Der Este Matthijs Berman, lange Jahre Reporter in Konfliktgegenden und nun schon seit zehn Jahren Abgeordneter im EU-Parlament, stellt fest, dass die Bürger immer autonomer von der etablierten Politik werden. Weltweit gäbe es mehr Demokratie als vor zwanzig bis dreißig Jahren, beispielsweise in Kolumbien, Myanmar oder Gambia. Gleichzeitig sei in manchen Ländern Europas die Freiheit der Medien in Gefahr. Im Zuge der Massenüberwachung gerate der für Journalisten essenzielle Schutz der Informationsquelle immer mehr unter Druck: Freiheit versus Sicherheit in Zeiten des Terrors.

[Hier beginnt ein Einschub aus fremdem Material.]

PR #5757, opened 2023-05-05
Export all user data

tomasr8:
Allows users to export all their user data stored in Indico. The export is a single zip file containing a yaml file `data.yml` with all the data.
Additionally, if the user has uploaded any files to Indico (attachments, abstracts, papers, registration file fields, etc..) these will also be included in the zip file in different subfolders.

### Overview of the added functionality
A new tab is added in the user profile (`/user/data-export`)

obrazek

You can select what categories you want to export. Once submitted, you will be notified via email when the
export is finished (successfully or not). You can also see the progress on the `Data export` tab.

You can download the data using the link provided in the email or by going back to your user profile and downloading it from there:

obrazek

To simplify things, only one request can exist at a time. When you request a new export, the old one is deleted (if finished, if it's still running you can't request it again).

When the export is processing:
obrazek

When it has failed (hopefully should not happen, but at least we log failures)
obrazek

When the export expires (by default the exports are cleaned after 1 month):
obrazek

When the export exceeds maximum (configurable) size:
obrazek

### Technical overview

New DB model `DataExportRequest` was added. This object describes the export request - state, requested_dt, selected options, etc..
It's in 1-to-1 relation with `User`. You can get the current export request via `user.data_export_request`

There are two new endpoints, one to render the `Data export` tab (`RHUserDataExport`) and one for the API (`RHUserDataExportAPI`) which is used to create new requests and check the state.

The data that ends up in `data.yml` is serialized using `UserDataExportSchema`. Files written to the zip archive have
unique names.

The export itself is a celery task since it is expected to run for a long time (= lots of queries to do)

I added lots of new DB fixtures which I needed to test this PR. The schema tests use snapshots from `modules/users/tests`.

### TODO:

- [x] Export editables
- [x] Export subcontributions
- [x] Do we want to export deleted items? ~~Technically we still have the data for them..~~ Yes
- [x] Tests!
- [x] File size limit
- [x] Option to include/not include files


indico/modules/users/tasks.py
```diff
@@ -37,3 +37,8 @@ def update_gravatars(user=None):
             continue
         set_user_avatar(user, gravatar, 'gravatar', lastmod)
         logger.info('Gravatar of user %s updated', user)
+
+
+# Should be similar to the Material export
```
ThiefMaster, line 42: I think you can easily ditch polling etc like we have for the material export and just send an email to the user once the export is ready...

indico/migrations/versions/20230905_1200_e2b69fe5155d_add_user_data_export_table.py
```diff
@@ -0,0 +1,48 @@
...
+branch_labels = None
+depends_on = None
+
+
+def upgrade():
+    op.create_table(
+        'data_export_requests',
+        sa.Column('id', sa.Integer(), nullable=False),
+        sa.Column('requested_dt', UTCDateTime, nullable=False),
+        sa.Column('selected_options', ARRAY(sa.Enum(DataExportOptions)), nullable=False),
```
ThiefMaster, line 28: I'd prefer to avoid the native enum in favor of our PyIntEnum type (or set `native_enum=False` in case our type doesn't work properly inside arrays which would absolutely not surprise me...)

https://www.postgresql.org/docs/12/sql-altertype.html#id-1.9.3.42.7

From 12+ you can modify enums in transactions, but not being able to use new enum members in the same transactions where they are being added means we'll never be able to do data migrations that add a new enum type, because in case of alembic upgrades all upgrades are done within the same transaction

docs/source/config/settings.rst
```diff
@@ -724,6 +724,15 @@ Storage
...
     Default: ``None``
 
+.. data:: MAX_DATA_EXPORT_SIZE
+
+    The maximum file size (in MB) for the user data export zip archive.
+    Note that this limit does not apply to the main ``data.yml`` file which is
+    always generated and typically does not exceed several megabytes. However,
+    any additional files such as attachments, papers, etc., that the user might
+    have and that do not fit within the limit are not included in the exported
+    archive. The default size is 10GB.
```
ThiefMaster, line 734:
```suggestion
    archive. The default size is 10GB.
    
    Default: ``10 * 1024``
```

indico/migrations/versions/20230905_1200_e2b69fe5155d_add_user_data_export_table.py
```diff
@@ -0,0 +1,48 @@
...
+Revises: 0c44046dc1be
+Create Date: 2023-05-08 15:37:24.134940
+"""
+
+import sqlalchemy as sa
+from alembic import op
+from sqlalchemy.dialects.postgresql import ARRAY
+
+from indico.core.db.sqlalchemy import PyIntEnum, UTCDateTime
+from indico.modules.users.models.export import DataExportOptions, DataExportRequestState
```
ThiefMaster, line 13: don't import enums, redefine them in the model (see some earlier revisions, searching in them for `class _` will probably yield good results) - otherwise the revision will break if the enum gets changed in the future

indico/testing/fixtures/storage.py
```diff
@@ -44,7 +45,39 @@ def getsize(self, file_id):
 
 
 @pytest.fixture
-def dummy_attachment(dummy_user):
-    folder = AttachmentFolder(title='dummy_folder', description='a dummy folder')
-    file_ = AttachmentFile(user=dummy_user, filename='dummy_file.txt', content_type='text/plain')
-    return Attachment(folder=folder, user=dummy_user, title='dummy_attachment', type=AttachmentType.file, file=file_)
+def create_attachment(db):
+    """Return a callable which lets you create attachments."""
+    def _create_attachment(user, object, *, title, attachment_folder_id=None, attachment_file_id=None, **kwargs):
```
ThiefMaster, line 50: I'd probably keep the title positional since it's required anyway

indico/testing/fixtures/storage.py
```diff
@@ -44,7 +45,39 @@ def getsize(self, file_id):
...
+    return create_attachment(dummy_user, dummy_event, title='dummy_attachment', description='Dummy attachment',
+                             id=42, attachment_folder_id=42, attachment_file_id=42)
+
+
+@pytest.fixture
+def create_file(db):
+    """Return a callable which lets you create (unclaimed) files."""
+    def _create_file(filename, content_type, context, data, **kwargs):
+        file = File(filename=filename, content_type=content_type, **kwargs)
+        file.save(context, data.encode('utf-8'))
```
ThiefMaster, line 73: `'utf-8'` is implied so you can omit this

indico/testing/fixtures/editing.py
```diff
@@ -0,0 +1,84 @@
...
+        db.session.add(file_type)
+        db.session.flush()
+        return file_type
+    return _create_editing_file_type
+
+
+@pytest.fixture
+def dummy_editing_file_type(create_editing_file_type):
+    """Create a dummy editing file type."""
+    return create_editing_file_type(id=42, name='TXT', extensions=['txt'], type=EditableType.paper)
```
ThiefMaster, line 67: I think all those hardcoded (but still somewhat low) IDs are a bit dangerous since if you were to create 42 objects in a test, you'd get a collision w/ the dummy one.

indico/modules/events/surveys/schemas.py
```diff
@@ -0,0 +1,30 @@
+# This file is part of Indico.
+# Copyright (C) 2002 - 2023 CERN
+#
+# Indico is free software; you can redistribute it and/or
+# modify it under the terms of the MIT License; see the
+# LICENSE file for more details.
+
+from marshmallow.fields import Function, List, Nested
```
ThiefMaster, line 8: I prefer `from marshmallow import fields` and using `fields.Whatever` in the schemas (it's mainly pretty old code that uses tons of individual type imports ;0)

indico/modules/events/surveys/schemas.py
```diff
@@ -0,0 +1,30 @@
...
+    question_title = Function(lambda answer: answer.question.title)
+
+
+class SurveySubmissionSchema(mm.SQLAlchemyAutoSchema):
+    class Meta:
+        model = SurveySubmission
+        fields = ('id', 'survey_id', 'survey_title', 'submitted_dt', 'is_anonymous', 'is_submitted', 'pending_answers',
+                  'answers')
+
+    survey_title = Function(lambda submission: submission.survey.title)
```
ThiefMaster, line 29: I think you can use `String(attribute='survey.title')` for this

indico/modules/users/__init__.py
```diff
@@ -72,6 +72,7 @@ def _sidemenu_items(sender, user, **kwargs):
     yield SideMenuItem('emails', _('Emails'), url_for('users.user_emails'), 70, disabled=user.is_system)
     yield SideMenuItem('preferences', _('Preferences'), url_for('users.user_preferences'), 60, disabled=user.is_system)
     yield SideMenuItem('favorites', _('Favorites'), url_for('users.user_favorites'), 50, disabled=user.is_system)
+    yield SideMenuItem('data_export', _('Data export'), url_for('users.user_data_export'), 40, disabled=user.is_system)
```
ThiefMaster, line 75: The "API Tokens" menu item is already on 40. I think this particular option can easily be made the bottom-most one you could go for position `0`.

indico/modules/users/client/js/DataExport.jsx
```diff
@@ -0,0 +1,246 @@
...
+import './DataExport.module.scss';
+
+function DataExportForm({onSubmit, exportOptions}) {
+  return (
+    <FinalForm
+      onSubmit={onSubmit}
+      initialValues={{}}
+      initialValuesEqual={_.isEqual}
+      validate={values => {
+        if (!_.values(values).some(v => v)) {
```
ThiefMaster, line 33: I don't think we really need lodash for this anymore: `Object.values(values),some(v => v)`

indico/modules/users/client/js/DataExport.jsx
```diff
@@ -0,0 +1,246 @@
...
+  }).isRequired,
+  exportOptions: PropTypes.array.isRequired,
+};
+
+function DataExport({userId, request, exportOptions}) {
+  const userIdArgs = userId !== null ? {user_id: userId} : {};
+  const [state, setState] = useState(request.state);
+
+  const onSubmit = async data => {
+    const selection = _.keys(_.pickBy(data));
```
ThiefMaster, line 111: `Object.keys(...)`

indico/modules/users/tasks.py
```diff
@@ -37,3 +60,215 @@ def update_gravatars(user=None):
...
+    fields = []
+    for opt in options:
+        fields += options_map.get(opt, (opt.name,))
+    return UserDataExportSchema(only=fields).dump(user)
+
+
+def generate_zip(export_request, temp_file, max_size_mb):
+    data = get_data(export_request)
+    with ZipFile(temp_file, 'w', allowZip64=True) as zip_file:
+        zip_file.writestr('/data.yml', yaml.dump(data))
```
ThiefMaster, line 133: Hadn't we agreed on creating separate yaml files for each top-level key?

```suggestion
        for key, subdata in data.items():
            zip_file.writestr(f'/{key}.yml', yaml.dump(subdata))
```

indico/modules/users/tasks.py
```diff
@@ -37,3 +60,215 @@ def update_gravatars(user=None):
...
+            else:
+                export_request.max_size_exceeded = True
+                logger.warning('User data export exceeds size limit, exporting only partial data: %r',
+                               export_request)
+                break
+
+
+def get_size_mb(file):
+    file = getattr(file, 'file', file)
+    return file.size / 1024  # file size is in KB
```
ThiefMaster, line 148:
```suggestion
    return file.size / 1024**2  # file size is in bytes
```

or maybe just convert the limit to bytes above and use that for the comparison ;)

indico/migrations/versions/20230905_1200_e2b69fe5155d_add_user_data_export_table.py
tomasr8: iirc I did this exactly because our enum wasn't compatible. I'll try with `native_enum=False`

indico/modules/users/tasks.py
tomasr8: Have we? I'm fine with either, just genuinely don't remember.. :sweat_smile:

ThiefMaster: at least I thought so... in any case, it makes it much easier to read the files as a human

fwiw i have the suggestion locally since i wanted to test the readability with the separate files so i can push that

tomasr8: yeah if you already have it, feel free to push it :)

indico/modules/users/models/export.py
```diff
@@ -0,0 +1,133 @@
...
+from indico.core.db import db
+from indico.core.db.sqlalchemy import PyIntEnum, UTCDateTime
+from indico.util.date_time import now_utc
+from indico.util.enum import RichIntEnum
+from indico.util.i18n import L_
+
+
+class DataExportRequestState(RichIntEnum):
+    __titles__ = [L_('Pending'), L_('Running'), L_('Success'), L_('Failed'), L_('Expired')]
+    pending = 0  # Default value when there is no request
```
ThiefMaster, line 20: I don't think `pending` is a good name for this, at least to me this implies you already submitted the request but it hasn't been picked up by the Celery worker yet. I'd say `none` would fit better.

indico/modules/users/models/export.py
```diff
@@ -0,0 +1,133 @@
...
+    success = 2
+    failed = 3
+    expired = 4  # The associated file has been deleted
+
+
+class DataExportOptions(RichIntEnum):
+    __titles__ = [L_('Personal data'), L_('Settings'), L_('Minutes & Contributions'), L_('Registrations'),
+                  L_('Room booking data'), L_('Abstracts & Papers'), L_('Survey submissions'),
+                  L_('Attachments & Materials'), L_('Editables'), L_('Miscellaneous')]
+    personal_data = 0
```
ThiefMaster, line 31: I usually try to avoid `0` for enum members that do not have some falsy meaning and start with 1 there (you can just put a `None` as the first titles item in that case)

indico/modules/users/models/export.py
```diff
@@ -0,0 +1,133 @@
...
+        backref=db.backref(
+            'data_export_request',
+            lazy=True,
+            uselist=False,
+            cascade='all, delete-orphan',
+            passive_deletes=True
+        )
+    )
+
+    file = db.relationship(
```
ThiefMaster, line 104: we're missing a backref here. it's good to always have one even when not actively using it

indico/modules/users/models/export.py
```diff
@@ -0,0 +1,133 @@
...
+        'File',
+        lazy=False,
+        cascade='all, delete-orphan',
```
ThiefMaster, line 107: I'm not sure this is a good idea. We usually do not want to simply delete File objects from the DB just because the thing referencing them got deleted - this would leave the file orphaned on the storage backend, with no metadata in indico.

You could copy the relationship config from some other place like this one and change the backref+attribute names:

```python
    custom_boa = db.relationship(
        'File',
        lazy=True,
        backref=db.backref(
            'custom_boa_of',
            lazy=True
        )
    )
```

indico/modules/users/tasks.py
```diff
@@ -37,3 +60,211 @@ def update_gravatars(user=None):
...
+
+
+def _export_user_data(export_request, buffer):
+    generate_zip(export_request, buffer, config.MAX_DATA_EXPORT_SIZE * 1024**2)
+    buffer.seek(0)
+
+    file = File(filename='data-export.zip', content_type='application/zip')
+    try:
+        file.save(('user', export_request.user.id), buffer)
+        file.claim()
```
ThiefMaster, line 97: We delete unclaimed files after 1 day, so if the file is claimed we need some custom logic to delete those archives after a certain time (1 week maybe or when requesting a new one?)

indico/modules/users/tasks.py
```diff
@@ -37,3 +60,211 @@ def update_gravatars(user=None):
...
+    for opt in options:
+        fields += options_map.get(opt, (opt.name,))
+    return UserDataExportSchema(only=fields).dump(user)
+
+
+def generate_zip(export_request, temp_file, max_size):
+    data = get_data(export_request)
+    with ZipFile(temp_file, 'w', allowZip64=True) as zip_file:
+        for key, subdata in data.items():
+            zip_file.writestr(f'{key}.yaml', yaml.dump(subdata))
```
ThiefMaster, line 134: this might be nicer for human-readability:

```suggestion
            zip_file.writestr(f'{key}.yaml', yaml.dump(subdata, allow_unicode=True))
```

```
>>> print(yaml.dump({'name': 'Adrian Mönnich'}))
name: "Adrian M\xF6nnich"


>>> print(yaml.dump({'name': 'Adrian Mönnich'}, allow_unicode=True))
name: Adrian Mönnich
```

indico/modules/users/schemas.py
```diff
@@ -83,3 +106,360 @@ class Meta:
...
+        model = Registration
+        fields = ('id', 'url', 'event_id', 'event_title', 'event_url', 'state', 'currency', 'price', 'submitted_dt',
+                  'email', 'first_name', 'last_name', 'is_deleted', 'checked_in', 'checked_in_dt', 'rejection_reason',
+                  'consent_to_publish', 'created_by_manager', 'tags', 'data')
+
+    price = fields.Decimal(as_string=True)
+    url = Function(lambda reg: url_for('event_registration.registration_details', reg, _external=True))
+    event_title = Function(lambda reg: reg.event.title)
+    event_url = Function(lambda reg: url_for('events.display', reg.event, _external=True))
+    tags = List(Nested(RegistrationTagExportSchema))
```
ThiefMaster, line 228: I don't think tags should be exported. Those are internal to the event organizers and I think they do not expect them to be disclosed to users.... We also don't export manager-only fields.

indico/modules/users/schemas.py
```diff
@@ -83,3 +106,360 @@ class Meta:
...
+    data = Method('_serialize_data')
```
ThiefMaster, line 229: This returns a somewhat useless list right now:

```yaml
  data:
  - null
  - null
  - null
  - null
  - null
  - null
  - null
```

indico/modules/users/schemas.py
```diff
@@ -83,3 +106,360 @@ class Meta:
     location = fields.String(attribute='event.location.venue_name')
     chain_titles = fields.List(fields.String(), attribute='category.chain_titles')
     label_markup = fields.Function(lambda e: e.get_label_markup('mini'))
+
+
+# Schemas for user data export
```
ThiefMaster, line 111: Maybe all those schemas should go in a separate `export_schemas.py` file? Otherwise they add a LOT of clutter to the other more generic schemas in here

indico/modules/users/schemas.py
```diff
@@ -83,3 +106,360 @@ class Meta:
...
+
+class DataExportRequestSchema(mm.SQLAlchemyAutoSchema):
+    class Meta:
+        model = DataExportRequest
+        fields = ('state', 'requested_dt', 'selected_options', 'max_size_exceeded', 'url')
+
+    selected_options = List(Enum(DataExportOptions))
+
+
+class PersonalTokenExportSchema(mm.SQLAlchemyAutoSchema):
```
ThiefMaster, line 121: Some data about legacy API keys should be exported as well

indico/modules/users/schemas.py
```diff
@@ -83,3 +106,360 @@ class Meta:
...
+        fields = ('name', 'revoked_dt', 'created_dt', 'last_used_dt', 'last_used_ip', 'use_count', 'scopes')
+
+    scopes = Function(lambda token: sorted(list(token.scopes)))
+
+
+class OAuthApplicationExportSchema(mm.SQLAlchemyAutoSchema):
+    class Meta:
+        model = OAuthApplication
+        fields = ('name', 'description', 'allowed_scopes', 'redirect_uris', 'is_enabled', 'is_trusted',
+                  'allow_pkce_flow')
```
ThiefMaster, line 133: I don't think anything besides name/description should be exported here - those are system-level apps, and things like the list of redirect URIs are none of the user's business

indico/modules/users/tasks.py
```diff
@@ -37,3 +60,211 @@ def update_gravatars(user=None):
...
+            if size <= max_size:
+                write_file(zip_file, file)
+            else:
+                export_request.max_size_exceeded = True
+                logger.warning('User data export exceeds size limit, exporting only partial data: %r',
+                               export_request)
+                break
+
+
+def collect_files(export_request):
```
ThiefMaster, line 147: I didn't check how but this yields duplicate files (which are then added to the zip file twice, with the exact same path) - I only noticed this because when unpacking the zip file with Total Commander into an empty folder it asked me whether to overwrite some files.

ThiefMaster: Looks like it's files in editables. So I think deduplicating the list returned from this function is sufficient

indico/modules/users/schemas_test.py
```diff
@@ -5,9 +5,44 @@
...
+@pytest.fixture(scope='function')
+def freeze_time():
+    dt = datetime(2022, 5, 22, 12, 0, 0)
+    with freezegun.freeze_time(dt):
+        yield
+
+
+@pytest.fixture(scope='function')
+def snapshot(snapshot):
+    def assert_json_match(data, filename):
```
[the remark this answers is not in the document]
tomasr8: Definitely, this was mostly to avoid having to specify `snapshot_dir` in every test.. I'm trying to see if there's a more elegant solution for that

indico/modules/users/schemas_test.py
```diff
@@ -16,3 +51,193 @@ def test_personal_data_schema():
...
+    link = ContributionPersonLink(is_speaker=True, person=event_person)
+    contribution.person_links = [link]
+
+    note = EventNote(object=contribution)
+    note.create_revision(RenderMode.markdown, '**Contrib Test**', user)
+    db.session.add(note)
+
+
+def test_contribution_export_schema(snapshot, db, dummy_user, dummy_contribution, dummy_event_person):
+    from indico.modules.users.schemas import ContributionExportSchema
```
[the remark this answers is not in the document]
tomasr8: nope :/ I'll try to dig into why later (it's the standard sqlalchemy error)

indico/modules/users/tasks.py
tomasr8: Probably same file referenced from multiple revisions. Including the revision id in the path should fix that

ThiefMaster: since it's the same file, simply not adding it to the archive again is actually nicer to avoid having the same data multiple times

tomasr8: was thinking the revision info could be useful - maybe if you wanted know which files are from which revision, or maybe see only files from the latest revision. but yeah, this'll duplicate the files so if there are some large files with lots of revisions the export could be needlessly large..

ThiefMaster: I'd expect people who want to do stuff with the data to process the yaml files and get the proper paths from there

tomasr8: That could work if I update the export schema to include editing revisions in the yaml file (currently I just list all the files together)

indico/modules/users/export_schemas.py
```diff
@@ -0,0 +1,398 @@
...
+    static_sites = List(Nested(StaticSiteExportSchema))
+    identities = List(Nested(IdentityExportSchema))
+    personal_tokens = List(Nested(PersonalTokenExportSchema))
+    api_key = Nested(APIKeyExportSchema)
+    old_api_keys = List(Nested(APIKeyExportSchema))
+    oauth_applications = Method('_serialize_oauth_apps')
+
+    def _serialize_oauth_apps(self, user):
+        oauth_apps = [link.application for link in user.oauth_app_links]
+        return OAuthApplicationExportSchema(many=True).dump(oauth_apps)
```
ThiefMaster, line 290: I think exporting the scopes on the link itself would be good, since that's the scope the application currently has for this particular user.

Berman ortet gefährliche neue Koalitionen in vielen Ländern. Es könne nicht diskutierbar sein, ob Menschen ihre Regierung wählen dürfen: Dieses Recht müsse zu allen Zeiten gewahrt werden, die Bürger verlangen nach einer echten Demokratie.
Menschenrechte stehen im Zentrum von Jan Haukaas‘ Tätigkeit bei der OSZE. Die 1993 von der EU verabschiedeten Kopenhagener Kriterien seien von den meisten europäischen Ländern innerhalb von zwei Jahren anerkannt worden. Die Wahlaufsichtsbehörde ODIHR leiste gute Arbeit, sei allerdings nur politisch verankert und habe kein juristisches Durchgriffsrecht bei Verstößen. Bis 2005 habe man menschenrechtliche Standards immer weiter verbessert. Seit damals seien aber Rückschritte erkennbar bzw. habe die Zustimmung zu zuvor unumstrittenen Standards abgenommen. Die Zivilgesellschaft habe heute weniger Raum als vor 2005.
Für den Istzustand sieht Haukaas vier Trends als entscheidend an:
- Je weiter ein Land von Konflikten entfernt liegt, desto weniger Ansehen gibt es für die Demokratie. Menschen haben es scheinbar verlernt, die Demokratie zu schätzen.
- Damit einhergehend ist ein fallendes Vertrauen in die Politik festzustellen. Teilweise glauben nur mehr 10& der Bevölkerung, dass Politik Probleme lösen kann. Viele Wähler fragen sich, ob und was die aktuelle Politik für sie persönlich getan hat.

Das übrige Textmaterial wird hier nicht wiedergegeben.